We then systematically extract these OSTI-identified outlying futures to identify distinct patterns that appear repeatedly across multiple basins, focusing on scenarios that share unique combinations of socioeconomic and agricultural parameters. The extraction process highlights outlier sets against their input parameters to understand what combinations of model inputs lead to outlying behavior. In these outlying sets, water supply parameters have minimal influence on outlying future determination, while demand-related parameters dominate. We speculate this reflects GCAM's recursive economic equilibrium mechanism, which interprets  physical water scarcity constraints in terms of economic cost but does not make them binding. The spatiotemporal analysis shows distinct irrigation withdrawal patterns across two time periods (2015-2050 and 2050-2100).

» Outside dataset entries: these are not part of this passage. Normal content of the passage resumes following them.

PR #237, opened 2025-02-04
Create new pipeline for releasing to rubygems

yob:
This adds a new pipeline.yml specifically for pushing gem releases to rubygems.org. We use the `rubygems-oidc` plugin to swap a Buildkite OIDC token for a temporary rubygems.org token that has permission to push this gem - that exchange process will only work from a special Buildkite pipeline that is triggered by a tag push to the repository.

I've updated the README with the new process. It's largely the same, except now any staff member with access to the release pipeline can approve the release. They no longer need to be added as an owner on [the gem](https://rubygems.org/gems/buildkite-test_collector), or need to have access to any shared credentials for our rubygems.org user.

### DIFF
--- a/.buildkite/pipeline.release.yml
+++ b/.buildkite/pipeline.release.yml
@@ -1,0 +1,18 @@
+agents:
+  queue: hosted
+
+steps:
+  - block: "OK to release?"
+
+  - command: ".buildkite/steps/release-gem"
+    label: ":rubygems:"
+    if: build.tag != null
+    plugins:
+      - rubygems-oidc#v0.2.0:
+          role: "rg_oidc_akr_fy1x4px4yjwd1rdhkkda"
+      - docker#v5.12.0:
+          image: "ruby:3.4"
+          environment:
+            - GEM_HOST_API_KEY
+            - BUILDKITE_TAG
+
--- a/.buildkite/steps/release-gem
+++ b/.buildkite/steps/release-gem
@@ -1,0 +1,56 @@
+#!/bin/bash
+
+set -euo pipefail
+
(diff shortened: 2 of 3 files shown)


.buildkite/steps/release-gem
```diff
@@ -0,0 +1,58 @@
...
+if [ $(curl -s -o /dev/null -w "%{http_code}" https://rubygems.org/api/v2/rubygems/pdf-reader/versions/${VERSION}.json) == "200" ]; then
+  echo "Gem version ${VERSION} already found on rubygems, skipping release"
+  exit 1
+fi
+
+echo "--- publish gem"
+
+# Skip while testing
+# gem push "${GEM_FILENAME}"
+echo "pretend push ${GEM_FILENAME}"
```
yob, line 58: After this has been reviewed and before it merges, we should change this to plain `gem push .... `. I had it like this for testing

yob:
I'm not thrilled with the amount of bespoke bash I had to right for this. It'd be nice to ... not have it. Maybe later we can extract the pattern into a "rubygems-release" plugin that pairs well with the "rubygems-oidc" plugin or something....

.buildkite/pipeline.release.yml
```diff
@@ -0,0 +1,18 @@
+agents:
+  queue: hosted
+
+steps:
+  - block: "OK to release?"
+
+  - command: ".buildkite/steps/release-gem"
+    label: ":rubygems:"
+    if: build.tag != null
```
yob, line 9: https://buildkite.com/docs/pipelines/configure/conditionals#example-expressions

pda (approved):

PR #239, opened 2025-02-06
API endpoint configurable with `BUILDKITE_ANALYTICS_ENDPOINT`

pda:
Make the API endpoint configurable from the `BUILDKITE_ANALYTICS_ENDPOINT` environment variable.

It defaults to `https://analytics-api.buildkite.com/v1/uploads`, was previously only configurable by Ruby code:

```ruby
Buildkite::TestCollector.configure(url: "http://localhost:1234/example", …)
```

But it can be useful to inject different endpoints without changing the code, for testing etc.


niceking (approved):

niceking:
Change looks fine, looks like a test needs to be updated tho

Most basins exhibit increasing irrigation withdrawals until mid-century, followed by significant declines or stabilization, particularly for winter crops like wheat. This pattern strongly correlates with groundwater dynamics, where peak extraction occurs around 2050, followed by declining usage due to increasing pumping costs and declining water tables. However, high-value crops like cotton maintain relatively stable withdrawal patterns throughout the century, while sugarcane shows continued growth in some scenarios, reflecting adaptation to changing water availability and economic priorities.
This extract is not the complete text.